Oh yea. Crawlspace.. Forget what i said.


----------



## Guest (Dec 28, 2005)

*in marin co all our drainage is inspected by a soil eng.*

on site while it's done! slide country! sdr 35 pipe 3/4" crushed gravel,
filter fabric . compaction in 6" lifts. then the surface is swalled to drain
water is drained with a defuser 12" below found on hillslides. tite line for down leaders [NEVER MIX with footer drains] all pipes have surface clean outs. it.s expensive and good.

some times in marin co.when you come home,

your house comes down the hill to greet you tool


----------



## chrisherk (Dec 11, 2005)

everything ive done to date has had foundation drains, but i bid a job recently and the septic plans says i dont need them. The soil is all sand and the high water table is actually below the footings. I did figure them in my price, just in case, but i dont think i should put them in. any body ever run into this?
chris


----------



## jmic (Dec 10, 2005)

Chris,
In rear circumstances sometimes in order to keep seperation distances between septic system and footing drains (usually a short section ) an engineer will have you use tight pipe to make the connection to the rest of the footing drain loop. I'de never consider doing a full basement without or even crawlspace area for that matter without foundation coating and drains. Water tables can change over the years for one reason or another. It's just cheap insurance compared to dealing with water problems down the road.
Joe


----------



## ApgarNJ (Apr 16, 2006)

*holes up or holes down........*

I usually have the mason install my foundation drains using sch35 s&d perferated pipe. The mason just poured the footings for a new addition we are about to start framing and i decided that I am going to do the drain pipe on this job. My excavator was there supplying me with stone to use while installing the pipe and said that the holes should face down,
and I thought they should face up, and that the top of the pipe should be a few inches below the top of the footing, so if any water comes down from above or even from ground water, it will pour into the holes and run out the pipe. he said he's always seen the holes faced down in a few inches of stone, then cover the pipe with clean stone and filter fabric, and back fill. 
what do you guys do, holes up or holes down? just doesn't seem right to me to put the holes down, but he says it will catch the water faster as it comes up from the ground, but I think that it just makes it so the water has no place to run in the pipe. i made sure there was pitch to the drywell we have to put in later on.


----------



## Tom R (Jun 1, 2004)

Definitely not my expertise, - - but until you get a 'real' answer, - - I do believe 'holes down' is the much preferred method. Once the water comes up and into the pipe it will run just fine as it will seek it's own level. :thumbsup:


----------



## kid creole (Jul 11, 2006)

what do you guys do, holes up or holes down? just doesn't seem right to me to put the holes down, but he says it will catch the water faster as it comes up from the ground, but I think that it just makes it so the water has no place to run in the pipe. i made sure there was pitch to the drywell we have to put in later on.[/QUOTE]

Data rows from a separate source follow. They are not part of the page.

PR #1034, opened 2026-07-07
feat: B2a - measured-boot Nix image + hardened in-guest attest-agent

odesenfans:
## B2a: measured-boot Nix image + in-guest attest-agent (hardened)

Stacks on #1033. Two deliverables for the SEV-SNP guest side:

**1. `aleph-attest-agent` crate** (`rust/crates/aleph-attest-agent`) - the in-guest
attested-TLS sidecar: generates an ephemeral P-384 key, gets a key-bound SEV-SNP report,
embeds it in a self-signed cert via the aleph-tee OID extension, serves fresh
attestation + one-shot secret injection, and reverse-proxies to the workload. Ported
from aleph-cvm; unifies rustls onto the ring provider (aws-lc kept out of the tree).

**2. Core measured-boot Nix flake** (`nix/`) - measured OVMF + kernel + initrd (with the
attest-agent baked in) + a dm-verity rootfs, and a precomputed `sev-snp-measure`
measurement. Compose-rootfs, LUKS/encrypted, and the demo workload are scoped out
(design non-goals). **The donor's measurement was non-reproducible (random mkfs/verity
seeds); this makes it deterministic** (fixed UUID, non-zero hash_seed, SOURCE_DATE_EPOCH,
pinned verity salt/uuid), and `nix build --rebuild` of rootfs/verity/initrd/measurement
is byte-identical, resolving the top SNP risk (measurement reproducibility) before
testnets.

**Hardened beyond the donor** (three review lenses; the crypto fix is security-critical):
- **Attested-key-confusion MITM closed:** the fresh-attestation endpoint no longer places
  the raw client nonce into `report_data`. The canonical `report_data` scheme is now
  domain-separated and channel-bound (`SHA-384(DOMAIN || pubkey [|| nonce])`), placed in
  the shared `aleph-tee` crate so the agent and the B2b verifier cannot drift. A relayed
  fresh report can no longer be reused with an attacker key (attack-impossibility test).
- Secrets bind-mounted into the chroot (delivery was silently broken); secret store
  symlink-hardened (O_EXCL/O_NOFOLLOW, 0700); an nft ruleset firewalls the guest to only
  the attested port (prevents attestation bypass if the app binds 0.0.0.0); one-shot
  concurrency test; honest zeroization; hop-by-hop header stripping in the proxy.

Report generation is hardware-gated; the live-KDS test is `#[ignore]`d. Divergences
63-67 recorded, with an upstreaming recommendation for the domain-separation fix.
`cargo fmt`/`clippy -D warnings`/`test` green; Nix outputs build and rebuild reproducibly.

Known deferred (tracked, ledger 66): inject-secret is unauthenticated (owner-auth is a
later confidential-flow design step, not needed for the attest-only testnets path).


foxpatch-aleph (approved):
Well-structured PR delivering two key deliverables: the aleph-attest-agent crate (in-guest attested-TLS sidecar) and the measured-boot Nix flake. The security-critical report_data domain-separation fix (divergence 65) is correct, well-tested (domain separation, channel binding, and the specific attack-impossibility test all present), and properly placed in the shared aleph-tee crate to prevent agent/verifier drift. The SecretStore refactor from the donor's global static to injectable web::Data is a clean testability improvement with comprehensive unit tests covering one-shot semantics, validation limits, symlink hardening, and concurrency. The Nix reproducibility hardening (fixed UUID, non-zero hash_seed, SOURCE_DATE_EPOCH, fixed verity salt/uuid, ^has_journal) addresses the top SNP risk correctly. Hop-by-hop header stripping in the proxy is a good security practice. The divergences ledger (entries 63-67) is thorough and honest about deferred items (unauthenticated inject-secret, rate-limiting). Findings below are minor/comment-level and do not block merge.

**`rust/crates/aleph-attest-agent/src/proxy.rs`** (line 112): Content-Length is not stripped when forwarding request headers to the upstream. reqwest's `.body()` will set its own Content-Length from the actual body, which could conflict with the forwarded client value (duplicate or mismatched header). Similarly, on the response side (line 134-140), the forwarded Content-Length is set via `insert_header` before `resp.body(resp_body)`. Since the body is passed through verbatim the values should match, but the behavior is framework-dependent and fragile. Consider adding `content-length` to the skip list alongside Host and hop-by-hop headers, letting each framework recompute it from the actual body.

**`rust/crates/aleph-attest-agent/Cargo.toml`** (line 21): `thiserror` is declared as a dependency but not used in any source file (no `#[derive(thiserror::Error)]` or `thiserror::Error` import appears in the crate). Consider dropping it to keep the dependency tree lean, or add a `#[derive(thiserror::Error)]` if error types were intended.

**`rust/crates/aleph-attest-agent/src/main.rs`** (line 82): `reqwest::Client::new()` creates an HTTP client without an explicit rustls provider install. The workspace pins rustls with `default-features=false` (no process-default provider auto-installed), and `tls.rs` only passes the ring provider to the *server* config via `builder_with_provider`. The current upstream is plain HTTP (loopback), so no client TLS is needed today. If an HTTPS upstream is ever configured, reqwest would panic at runtime with no default provider. Consider either calling `rustls::crypto::ring::default_provider().install_default()` in main before creating the client, or documenting that only HTTP upstreams are supported.

**`rust/crates/aleph-attest-agent/src/secrets.rs`** (line 75): The `unsafe { libc::geteuid() }` block is correct (geteuid is a safe syscall with no UB preconditions) but lacks a SAFETY comment. Adding `// SAFETY: geteuid() is a safe POSIX syscall with no pointer arguments.` would satisfy the `unsafe_op_in_unsafe_fn` lint and document intent.

**`nix/init.sh`** (line 108): The guest firewall only defines an `input` chain with `policy drop`. This is correct for the current architecture (the only outbound is to loopback for the upstream proxy), but if the agent ever needs to make outbound connections to an external network (e.g. an HTTPS upstream or an external KDS endpoint), return traffic on ephemeral ports would be dropped by the stateless input filter. A comment noting that outbound connections to non-loopback destinations require either a conntrack module or an output/forward chain addition would help future maintainers.

foxpatch-aleph (commented):
Well-structured PR with a security-critical crypto fix (domain-separated, channel-bound report_data closing the attested-key-confusion MITM), thorough secret-storage hardening (O_EXCL/O_NOFOLLOW/0700/symlink-rejection/owner-check/concurrency), proper hop-by-hop header stripping in the proxy, a fail-closed guest firewall, and genuine Nix reproducibility fixes. The findings are mostly minor code-quality issues: a forwarded upstream Content-Length header that should be stripped, a Zeroizing gap where key_bytes.to_vec() creates an unwiped copy, misleading dm-crypt comments in kernel.nix for an out-of-scope LUKS path, a non-verity fallback mount that goes read-write, and minor test hygiene. None are blocking.

**`rust/crates/aleph-attest-agent/src/proxy.rs`** (line 138): The upstream `Content-Length` header is forwarded via `insert_header` but is NOT in the hop-by-hop skip list. Since `resp.body(resp_body)` is called with the fully-buffered body, actix-web computes its own `Content-Length`; `insert_header` then overrides it with the upstream's value. If they match (body is verbatim) this is safe, but a mismatched upstream `Content-Length` would cause a response desync. Consider adding `content-length` to the response-side skip list (or use a separate filter) so actix always computes it from the actual body.

**`rust/crates/aleph-attest-agent/src/tls.rs`** (line 85): The `Zeroizing` wrapper on `key_bytes` is undermined by `key_bytes.to_vec()` which creates a plain `Vec<u8>` that goes into `PrivatePkcs8KeyDer` and is never zeroized. The comment says "keep our transient copy under Zeroizing" but the actual copy rustls receives is un-wiped. Under SEV-SNP memory encryption this is acknowledged as best-effort, but the comment overstates the protection. Consider wrapping the final `Vec<u8>` in `Zeroizing` as well, or updating the comment to reflect that the `to_vec()` copy is not wiped.

**`nix/kernel.nix`** (line 30): The comment says "Crypto algorithms required by dm-crypt / LUKS (aes-xts-plain64)" but LUKS is explicitly out of scope (design section 6 non-goals). dm-verity needs SHA-256 (already at line 33), but AES/XTS/ESSIV are LUKS-specific. These are harmless to keep but the comment is misleading. Consider updating the comment to clarify these are retained for completeness or future LUKS support, not for the current dm-verity-only chain.

**`nix/init.sh`** (line 176): The non-verity fallback path does `mount "$blkdev" /mnt/root` (read-write) as a last resort if the `ro` mount fails. This means the rootfs could be mounted writable without verity protection. Since the verity-protected path is the default and the non-verity path is a "backwards compatible" fallback, consider whether a writable mount is appropriate here, or at minimum log a warning that the rootfs is not integrity-protected.

**`rust/crates/aleph-attest-agent/src/secrets.rs`** (line 75): `unsafe { libc::geteuid() }` is correct (geteuid is a trivial syscall), but a brief safety comment like `// SAFETY: geteuid() is a no-signal, no-allocation syscall` would clarify why this `unsafe` is sound.

**`rust/crates/aleph-attest-agent/src/secrets.rs`** (line 417): In `test_symlink_at_key_path_is_refused_not_followed`, the `decoy` temp dir is created via `tmpdir()` but never cleaned up if the assertion passes (only `dir` is removed at line 419). Consider adding `std::fs::remove_dir_all(&decoy).ok();` alongside the `dir` cleanup.

**`rust/crates/aleph-attest-agent/src/proxy.rs`** (line 96): URL construction does not handle a trailing slash on `state.upstream` + path starting with `/`, which would produce a double slash (e.g. `http://host:8080//path`). The default upstream has no trailing slash so this is not a live bug, but consider normalizing with a `trim_end_matches('/')` on the upstream for robustness.

foxpatch-aleph (approved):
Well-structured PR that faithfully ports the aleph-cvm attest-agent and measured-boot Nix chain with meaningful security hardening beyond the donor. The security-critical report_data module correctly closes the attested-key-confusion MITM via domain separation and channel binding, and placing it in the shared aleph-tee crate prevents agent/verifier drift. The secrets module has thorough hardening (O_EXCL|O_NOFOLLOW, owner/symlink checks, mutex-guarded one-shot with concurrency test, Zeroizing). The Nix reproducibility fixes (fixed UUID/hash_seed/verity salt, ^has_journal, SOURCE_DATE_EPOCH) address the top SNP risk. The init.sh firewall is fail-closed. Deferred items (unauthenticated inject-secret, unrate-limited attestation) are properly ledgered. Minor observations: the DHCP path in init.sh doesn't capture the gateway for the chroot resolv.conf, the proxy buffers full request/response bodies in memory (acceptable for a local-only upstream), and there's a theoretical TOCTOU in ensure_secret_dir mitigated by per-file O_NOFOLLOW. None are blockers.

**`nix/init.sh`** (line 47): When DHCP is used (the `else` branch), the `gateway` variable is never set. Later in `prepare_chroot` (line 93), `if [ -n "$gateway" ]` will be false, so the chroot's `/etc/resolv.conf` won't be written. `udhcpc` sets up the initramfs resolv.conf, but the chrooted workload won't see it. Consider capturing the DHCP gateway (e.g. from `udhcpc` output or the default route) so DNS works inside the chroot on the DHCP path.

**`rust/crates/aleph-attest-agent/src/proxy.rs`** (line 126): The proxy buffers the entire request body (`body.to_vec()`) and response body (`upstream_resp.bytes().await`) in memory. For a local-only proxy this is fine, but if the upstream or client ever sends large bodies there's no explicit size limit. Not a blocker for the current 127.0.0.1:8080 placeholder workload, but worth noting if the proxy is reused for larger workloads.

**`rust/crates/aleph-attest-agent/src/secrets.rs`** (line 82): There's a theoretical TOCTOU between `symlink_metadata` checking the directory is real/owned and the subsequent `set_permissions` call — a symlink could replace the directory in between. This is mitigated by the per-file `O_NOFOLLOW` on individual secret writes (the real defense), and the single-process agent makes this race impractical, but worth noting.

**`rust/crates/aleph-attest-agent/src/proxy.rs`** (line 149): When `upstream_resp.bytes().await` fails after headers have already been inserted into `resp`, the code correctly discards `resp` and returns a fresh `HttpResponse::BadGateway()`. This is the right behavior (don't send partial upstream headers with an error body), just confirming it's intentional.

foxpatch-aleph (approved):
Well-structured, security-conscious PR that faithfully ports the aleph-cvm attested-TLS sidecar and measured-boot Nix chain with genuine hardening beyond the donor. The security-critical report_data domain-separation fix correctly closes the attested-key-confusion MITM, with thorough tests proving the attack is impossible. Secret store hardening (O_EXCL/O_NOFOLLOW, symlink/owner checks, atomic Mutex-guarded one-shot) is solid with good test coverage including a concurrency test. The proxy correctly strips hop-by-hop headers and Content-Length to prevent request smuggling. The Nix reproducibility fixes (fixed UUID/hash_seed/verity salt, SOURCE_DATE_EPOCH, ^has_journal) address the top SNP risk. Known deferred items (unauthenticated inject-secret, report-generation rate limiting) are properly ledgered. No bugs or security issues found.

**`rust/crates/aleph-attest-agent/src/proxy.rs`** (line 126): body.to_vec() copies the entire request body into a new Vec<u8> for reqwest. For a production proxy with large uploads this doubles peak memory; consider using Bytes directly (reqwest supports .body(bytes::Bytes)). Not a concern for the placeholder busybox httpd workload.

**`rust/crates/aleph-attest-agent/src/proxy.rs`** (line 149): On the upstream body-read error path (line 151-155), the resp builder with already-forwarded response headers is dropped and a fresh HttpResponse::BadGateway() is returned. This is fine for an error case, but the client loses the upstream's response headers on this path.

**`rust/crates/aleph-attest-agent/src/secrets.rs`** (line 180): The Zeroizing wrapper only zeroes the local copy made on this line. The original String values in the HashMap (owned by actix's deserialized web::Json body) are not zeroized and persist until the handler returns. This is honestly documented in the handler doc comment (lines 226-230) as best-effort with SEV-SNP memory encryption as the backstop.

**`nix/init.sh`** (line 184): The no-verity fallback path falls back to a writable mount if read-only fails (mount without -o ro). This is clearly commented as not integrity-protected and is a backwards-compatible design choice, not a bug. In the measured-boot path (roothash present) this branch is never taken.

**`nix/rootfs.nix`** (line 64): lazy_journal_init=0 is passed alongside -O ^has_journal. The flag is harmless when there is no journal (mke2fs ignores it), so this is just a no-op redundancy, not an error.

PR #1035, opened 2026-07-07
feat(rust): B1 - SEV-SNP host launch + create-path backend selection

odesenfans:
## B1: SEV-SNP host launch + supervisor create-path backend selection

Stacks on #1034. Makes the supervisor able to launch a real SEV-SNP confidential VM.

- **Controller** (`supervisor-controller`): `build_snp_argv` emits a measured
  direct-kernel boot (`-bios` measured OVMF, `-kernel`/`-initrd`, `-append` the exact
  measured cmdline, `-cpu EPYC-v4`, `sev-snp-guest` object with `kernel-hashes=on`,
  `policy=0x30000`, `memory-backend-memfd`). No `-S`, no session/godh: SNP has no
  guest-owner launch-secret handshake; secrets arrive at runtime via the in-guest
  attest-agent (B2a). The TEE fragment is pinned byte-for-byte against the `aleph-tee`
  generator by an oracle test.
- **Daemon** (`supervisor-daemon`): `TeeBackend::SEV_SNP` selects the SNP path, writes
  the measured-boot fields into the controller JSON, and derives the kernel cmdline from
  the verity roothash sidecar so it matches B2a's `sev-snp-measure` inputs exactly.
  `HostInfo.sev_snp_supported` reads `/sys/module/kvm_amd/parameters/sev_snp`; SNP VMs
  report `ConfidentialMode::SEV_SNP` and start immediately (no session to await). The
  SEV/SEV-ES (A2) path is untouched (backend switch only, written-config bytes unchanged
  for plain/SEV).

**Measurement match** (the load-bearing property, verified by the review): the launch
presents the same OVMF/kernel/initrd/cmdline/EPYC-v4/vCPU config B2a measured. The
roothash is hex-validated (cmdline-injection barrier) and the derived cmdline is asserted
as an exact literal.

Reviewed by three lenses (parity/measurement-match, robustness, test-quality). Fixes:
tightened `is_snp()` so a partial config fails closed (no panic-loop, controller/daemon
agree), pinned the roothash guards (malformed/spaced/empty/oversized) with tests, capped
the sidecar read. Divergences 68-70 (cbitpos hardcoded to 51 matching the oracle;
vCPU-count/measurement coupling; SNP NIC matches aleph-vm's controller not the donor).

`cargo fmt`/`clippy -D warnings`/`test` green.


foxpatch-aleph (approved):
This PR adds SEV-SNP host launch and create-path backend selection to the Rust port, and it is well-executed. The byte-parity oracle test pins the controller's TEE fragment against the aleph-tee generator, the full-argv fixtures pin the complete SNP launch, and the roothash hex-validation guard with its battery of injection/malformed/oversized tests is the correct cmdline-injection barrier. The fail-closed dispatch (is_snp vs is_snp_marked) prevents both panic-loops and silent plain/SEV mislaunches, and the controller/daemon config agreements (skip-if-None for byte-identical plain/SEV configs, snp() soft-fail matching is_snp()) are consistent. The SNP path correctly skips cloud-init, starts immediately (no session handshake), and reports ConfidentialMode::SevSnp with awaiting_confidential_init=false. The measurement inputs (EPYC-v4, vCPU count, kernel/initrd/cmdline, OVMF via -bios) match the B2a sev-snp-measure contract. No correctness, security, or test-coverage issues found; the only observations are minor nits (unused _state parameter in snp_config_slice for signature symmetry, and read_to_string vs read on the roothash sidecar which is fine since roothashes are ASCII hex).

**`rust/crates/supervisor-daemon/src/lifecycle.rs`** (line 1756): The `_state` parameter is unused — `snp_config_slice` derives the roothash path from the spec's rootfs, not from daemon state. This is intentional (kept for signature symmetry with `confidential_config_slice` which needs `state` for the session dir), but if the parameter is never needed it could be dropped to avoid the visual noise. Non-blocking.

**`rust/crates/supervisor-daemon/src/lifecycle.rs`** (line 1788): `read_to_string` will fail with a generic IO error on a non-UTF-8 sidecar (e.g. a corrupted binary file), rather than reaching the more specific hex-validation guard. A real dm-verity roothash is always ASCII hex so this is harmless, but `read` + `String::from_utf8` would give a more precise error path. Fail-closed is preserved either way; this is a minor robustness nit.

foxpatch-aleph (commented):
A well-executed SEV-SNP host launch increment with strong security boundaries (roothash hex validation preventing cmdline injection, fail-closed on partial configs, read-capped sidecar) and excellent test coverage including a byte-parity oracle against the aleph-tee generator. The dispatch logic correctly routes complete SNP configs to the SNP builder, refuses partial configs cleanly, and prevents silent fallback to plain/SEV. The SNP path correctly starts immediately (no -S, no session await) and skips cloud-init. One notable observation: build_snp_argv does not emit GPU args, so GPUs in an SNP spec are silently dropped by the controller — this is likely intentional for B1 scope but should be documented or explicitly guarded.

**`rust/crates/supervisor-controller/src/qemu.rs`** (line 478): build_snp_argv does not call gpu_args() — if the daemon writes a controller config with non-empty `gpus` for an SNP VM (which build_written_config does populate from spec.gpus), the controller silently drops all GPU passthrough devices. This is likely intentional for B1 (all fixtures use `gpus: []`), but consider either (a) adding a debug_assert that gpus is empty for SNP configs, or (b) documenting in the function docstring that GPU passthrough is not supported in the SNP path yet.

**`rust/crates/supervisor-daemon/src/lifecycle.rs`** (line 2150): The `confidential` variable is `true` for SNP VMs (since `request.tee.is_some()`), but it is only consumed inside the `if !snp` block for cloud-init creation. This is functionally correct but slightly misleading — `confidential` is really `has_tee`, not `is_sev_confidential`. Consider naming it `has_tee` or adding a comment clarifying it is only used in the non-SNP branch.

foxpatch-aleph (approved):
Well-structured SEV-SNP host launch implementation with strong security posture (roothash cmdline-injection barrier, GPU fail-closed, partial-config refusal) and rigorous measurement-correctness guarantees (byte-parity oracle against aleph-tee, fixture-pinned argv, hardcoded cbitpos/reduced-phys-bits matching the measurement). The dispatcher's is_snp/is_snp_marked split cleanly separates complete, partial, and non-SNP configs. Test coverage is thorough across controller, daemon, and conformance layers. Two minor non-blocking observations: the _state parameter in snp_config_slice is unused, and require_rootfs is called twice for SNP VMs.

**`rust/crates/supervisor-daemon/src/lifecycle.rs`** (line 1756): The `_state: &DaemonState` parameter is unused in `snp_config_slice`. The sibling `confidential_config_slice` uses it for `state.host.settings.confidential_session_directory`, but SNP has no session. This is fine for signature symmetry, but if it stays unused it could be removed to avoid confusion about whether it reads state.

**`rust/crates/supervisor-daemon/src/lifecycle.rs`** (line 1791): `require_rootfs(spec)` is called here inside `snp_config_slice`, and again at line 1533 in `build_written_config` (`let image_path = require_rootfs(spec)?.path.clone()`). For SNP VMs this means the rootfs disk is validated twice. Harmless since the function is pure (just filters `spec.disks`), but slightly redundant.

according to the research i'm doing for my g.c. lic. holes should be up on a slight angle away from house.does'nt make to much sense for the hole to be down as the pipe and gravity won't work together to drain.


----------



## jmic (Dec 10, 2005)

I'll usually run one set down and the other set of holes towards the footing, right or wrong as long as you use plenty of clean stone and cover good with fabric the water will find it's way into the pipe and on out to where it's piped.:thumbsup:


----------



## ApgarNJ (Apr 16, 2006)

yeah, i slightly angled the pipe so that the holes were not just dead center on top. figured the water could get in a little easier. i have 3 inches of so under the pipe and the whole bottom around the footing is clean stone. we'll add a little bit more over top of the pipe once the block work is done.
thanks for the info guys.


----------



## jmic (Dec 10, 2005)

ApgarNJ said:


> yeah, i slightly angled the pipe so that the holes were not just dead center on top. figured the water could get in a little easier. i have 3 inches of so under the pipe and the whole bottom around the footing is clean stone. we'll add a little bit more over top of the pipe once the block work is done.
> thanks for the info guys.


We usually mound 6" - 8" of stone over the pipe.


----------



## denick (Feb 13, 2006)

This is the correct way to construct a footing drain. With the holes in the pipe on the bottom. The dark outline is fabric on bottom, outside and top. The stone goes up and over the footing at least 2". The pipe is set level with 2" of stone below it.

Set this way the water in the drain starts to run through the pipe when there is 2" of water in the stone which should be 12" below the floor height if a 4" floor is poured on top of the footing height.

If you turn the pipe with the holes up the water has to build up to 5" of water in the drain before it starts to enter the pipe. If you raise the pipe so that it is near the top of the footing there can be 9" to 10" of water in the drain and be at the bottom of the floor height before it enters the pipe.

In any drain built with stone and pipe the water only enters the pipe when there is an overwhelming amount of water moving through the ground.

Water coming down from above will always find its way to the bottom of the drain through the stone before it enters the pipe.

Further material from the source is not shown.